**Available data:**

PR #1343, opened 2025-02-20
Channel threads

### LINKED ISSUE #1274: --include-threads not available for `export` command
### Version

v2.43.3

### Flavor

CLI (Command-Line Interface)

### Platform

MacOS

### Export format

_No response_

### Steps to reproduce

```
./DiscordChatExporter.Cli export -t "$DISCORD_TOKEN" -c 621778831602221072 --after "2024-08-13 00:00" --before "2024-08-15 00:00" -f PlainText -o ~/Desktop/%G-%c-%a-%b-PlainText --include-threads
Unrecognized option(s):
--include-threads

DiscordChatExporter.Cli v2.43.3

USAGE
  DiscordChatExporter.Cli export --channel <values...> --token <value> [options]
```

### Details

This means there is no way to export only a particular channel in the guild and at the same time include threads. As a result if I want to capture threads I have to run a much bigger export job with potentially 10s or 100s of irrelevant channels, taking much longer and risking getting my token throttled or blacklisted.

### Checklist

audinowho:
Closes #1274

Kinda.

I wanted to be able to pull all threads under a channel, when running `export` with a channel or forum.
Output still alerts when pulling a forum channel, even though the threads were successfully grabbed.
Not fully tested, but has served me well in my own runs.
Hope it's helpful in some fashion.  Open to suggestions.


wxiaoyun:
Thanks a lot!

I tried it on my machine with Docker and it works!

DiscordChatExporter.Cli/Commands/ExportChannelsCommand.cs
```diff
@@ -19,9 +26,86 @@ public class ExportChannelsCommand : ExportCommandBase
...
     public required IReadOnlyList<Snowflake> ChannelIds { get; init; }
 
+    [CommandOption(
+        "include-threads",
+        Description = "Which types of threads should be included.",
+        Converter = typeof(ThreadInclusionModeBindingConverter)
+    )]
+    public ThreadInclusionMode ThreadInclusionMode { get; init; } = ThreadInclusionMode.None;
+
     public override async ValueTask ExecuteAsync(IConsole console)
```
Tyrrrz, line 36: Why not perform this in the `ExportCommandBase` instead? Currently, that's where we unwrap categories already.

audinowho: Wasnt sure if it made sense to be in all children but looks like they all handle it in some way.  moved it.

Tyrrrz: Oh I meant also moving the unwrapping logic from `ExportChannelsCommand.ExportAsync(...)` to `ExportCommandBase.ExportAsync(...)`

Tyrrrz:
Note that the code responsible for pulling threads in `DiscordClient` has recently been changed to handle pagination correctly, please pull in the master branch and see if your new method `GetChannelThreadsAsync(...)` adapts the changes correctly.

Tyrrrz:
@audinowho are you still working on this? Do you need help?

audinowho:
I've verified against the latest commit and the new pagination code.
I'm somewhat unsure on how to move the unwrapping logic from `ExportChannelsCommand.ExportAsync(...)` to `ExportCommandBase.ExportAsync(...)` though.
- `ExportChannelsCommand` calls `GetChannelThreadsAsync(...)`
- `ExportGuildCommand` calls `GetGuildThreadsAsync(...)`
- `ExportAllCommand` calls `GetGuildThreadsAsync(...)` multiple times.
- `ExportDirectMessagesCommand` does not call anything thread related.
I could move the thread logic in ExportChannelsCommand to the beginning of `ExportCommandBase.ExportAsync(...)` and remove it from all other classes.  However, this will require changing `ExportAsync` to pass a cancellation token.  Is that ok?

DiscordChatExporter.Cli/Commands/ExportChannelsCommand.cs
audinowho: Added now.

audinowho:
nvm, figured it out.  Current code tested to work for all child classes now.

**Exercise brief:** In the records above, some lines may contain the word "ExportCommandBase"; copy every one of them.

**Task output:**
@@ -19,9 +26,86 @@ public class ExportChannelsCommand : ExportCommandBase
Tyrrrz, line 36: Why not perform this in the `ExportCommandBase` instead? Currently, that's where we unwrap categories already.
Tyrrrz: Oh I meant also moving the unwrapping logic from `ExportChannelsCommand.ExportAsync(...)` to `ExportCommandBase.ExportAsync(...)`
I'm somewhat unsure on how to move the unwrapping logic from `ExportChannelsCommand.ExportAsync(...)` to `ExportCommandBase.ExportAsync(...)` though.
I could move the thread logic in ExportChannelsCommand to the beginning of `ExportCommandBase.ExportAsync(...)` and remove it from all other classes.  However, this will require changing `ExportAsync` to pass a cancellation token.  Is that ok?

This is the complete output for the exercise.